TL;DR
This paper evaluates active inference as a control method in stochastic environments, demonstrating its advantages over reinforcement learning through simulations of complex, partially observable tasks.
Contribution
It extends active inference to stochastic control settings by incorporating recent planning algorithms and demonstrates its effectiveness in complex, partially observable environments.
Findings
Active inference outperforms reinforcement learning in stochastic control tasks.
The approach effectively handles environment stochasticity and partial observability.

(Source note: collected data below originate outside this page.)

PR #89, opened 2018-02-26
Add a key person

irisfaraway:
https://eaflood.atlassian.net/browse/WC-105

All business types have different sorts of key people whose details are required for the registration. Most can have multiple key people, but the scope of this story just covers adding one.

### DIFF
--- a/app/forms/key_people_form.rb
+++ b/app/forms/key_people_form.rb
@@ -41,7 +41,7 @@ class KeyPeopleForm < BaseForm
   end
 
   def old_enough?
-    return unless date_of_birth.present?
+    return false unless date_of_birth.present?
 
     age_limits = {
       limitedCompany: 16.years,
@@ -57,5 +57,6 @@ class KeyPeopleForm < BaseForm
 
     error_message = "age_limit_#{business_type}".to_sym
     errors.add(:date_of_birth, error_message)
+    false
   end
 end
--- a/app/forms/key_people_form.rb
+++ b/app/forms/key_people_form.rb
@@ -27,7 +27,7 @@ class KeyPeopleForm < BaseForm
   validates :first_name, presence: true, length: { maximum: 35 }
   validates :last_name, presence: true, length: { maximum: 35 }
   validate :old_enough?
-  validates_with DobValidator
+  validates_with DateOfBirthValidator
 
   private
 
--- a/app/forms/key_people_form.rb
+++ b/app/forms/key_people_form.rb
@@ -1,6 +1,6 @@
 class KeyPeopleForm < BaseForm
   attr_accessor :business_type
-  attr_accessor :first_name, :last_name, :dob_day, :dob_month, :dob_year
+  attr_accessor :first_name, :last_name, :dob_day, :dob_month, :dob_year, :date_of_birth
 
   def initialize(transient_registration)
     super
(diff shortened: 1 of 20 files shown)


app/forms/key_people_form.rb
```diff
@@ -9,10 +10,52 @@ def initialize(transient_registration)
...
+  def add_key_person
+    KeyPerson.new(first_name: first_name,
+                  last_name: last_name,
+                  dob_day: dob_day,
+                  dob_month: dob_month,
+                  dob_year: dob_year,
+                  person_type: "key")
+  end
+
+  def old_enough?
```
Cruikshanks: It's my belief that methods phrased as questions should only return `true`, `false` or throw an exception.

So I would decide what result you want to return in the case of `date_of_birth` not being present, and ensure false is returned if `date_of_birth < age_cutoff_date`

app/validators/date_of_birth_validator.rb
```diff
@@ -0,0 +1,48 @@
...
+  def validate_field(record, type, field)
+    return unless field_present?(record, type, field)
+    return unless field_is_integer?(record, type, field)
+    field_is_in_correct_range?(record, type, field)
+  end
+
+  def field_present?(record, type, field)
+    return true unless field.blank?
+    error_message = "#{type}_blank".to_sym
+    record.errors.add(:date_of_birth, error_message)
```
Cruikshanks: Similar to my previous comment, if the field is not present this method should return `false`.

app/validators/date_of_birth_validator.rb
```diff
@@ -0,0 +1,48 @@
...
+  def field_is_in_correct_range?(record, type, field)
+    ranges = {
+      day: 1..31,
+      month: 1..12,
+      year: 1900..(Date.today.year.to_i)
+    }
+
+    return true if ranges[type].include?(field)
+    error_message = "#{type}_range".to_sym
+    record.errors.add(:date_of_birth, error_message)
```
Cruikshanks: Similar to my previous comment, if the field is not present this method should return `false`.

app/validators/date_of_birth_validator.rb
```diff
@@ -0,0 +1,48 @@
...
+  end
+
+  def dob_is_a_date?(record)
+    return true if record.date_of_birth.is_a? Date
+    record.errors.add(:date_of_birth, :not_a_date)
```
Cruikshanks: Similar to my previous comment, if the field is not present this method should return `false`.

config/locales/forms/key_people_forms/en.yml
```diff
@@ -6,14 +6,51 @@ en:
...
-      heading_soleTrader: Individual details
-      error_heading: Something is wrong
+      heading_soleTrader: Business owner details
+      description_1_localAuthority: Provide the name and date of birth for each chief executive of this local authority or public body.
+      description_1_limitedCompany: Provide the name and date of birth for each director of this business.
+      description_1_limitedLiabilityPartnership: Provide the name and date of birth for each partner of this business.
+      description_1_overseas: Provide the name and date of birth for each owner of this business or organisation.
+      description_1_partnership: Provide the name and date of birth for each partner of this business.
+      description_1_soleTrader: Provide the name and date of birth for the owner of this business.
+      description_2: Add their details one person at a time. If you want to add more people, select 'add another person'.
```
Cruikshanks: Suggest it should be

> If you need to add more people ...

rather than

> If you want to add more people

app/forms/key_people_form.rb
```diff
@@ -9,10 +10,52 @@ def initialize(transient_registration)
...
+    return unless date_of_birth.present?
+
+    age_limits = {
+      limitedCompany: 16.years,
+      limitedLiabilityPartnership: 17.years,
```
Cruikshanks: Fine for now but have you asked whether LLP's should have the same age restriction as Limited companies?

spec/forms/key_people_forms_spec.rb
```diff
@@ -21,36 +28,242 @@
...
+    end
+
+    describe "#date_of_birth" do
+      context "when a date_of_birth meets the requirements" do
+        it "is valid" do
+          expect(key_people_form).to be_valid
+        end
+      end
+
+      context "when a date of birth is not a valid date" do
```
Cruikshanks: Think we should also have a test for a date that is invalid e.g. 31-02-2000

spec/forms/key_people_forms_spec.rb
```diff
@@ -21,36 +28,242 @@
...
+          expect(key_people_form).to_not be_valid
+        end
+      end
+
+      shared_examples_for "age limits for key people" do |business_type, age_limit|
+        before(:each) do
+          key_people_form.business_type = business_type
+        end
+
+        it "should not be valid when at the age limit" do
```
Cruikshanks: Am I not getting this? The description is *should not be valid when at the age limit* but the expectation is checking that it is valid.

irisfaraway: Nah, this is just me copying and pasting 😅

app/forms/key_people_form.rb
irisfaraway: I haven't, but this is a good point. I'll find out.

spec/forms/key_people_forms_spec.rb
irisfaraway: Added some tests against the KeyPerson model to cover this.

app/forms/key_people_form.rb
irisfaraway: This should be fixed now.

irisfaraway:
@Cruikshanks I think I've addressed all your comments (except the LLP age thing – we're looking into it!)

Simulation results validate the utility of active inference in complex control scenarios.
Abstract
Active inference has emerged as an alternative approach to control problems given its intuitive (probabilistic) formalism. However, despite its theoretical utility, computational implementations have largely been restricted to low-dimensional, deterministic settings. This paper highlights that this is a consequence of the inability to adequately model stochastic transition dynamics, particularly when an extensive policy (i.e., action trajectory) space must be evaluated during planning. Fortunately, recent advancements propose a modified planning algorithm for finite temporal horizons. We build upon this work to assess the utility of active inference for a stochastic control setting. For this, we simulate the classic windy grid-world task with additional complexities, namely: 1) environment stochasticity; 2) learning of transition dynamics; and 3) partial observability. Our results…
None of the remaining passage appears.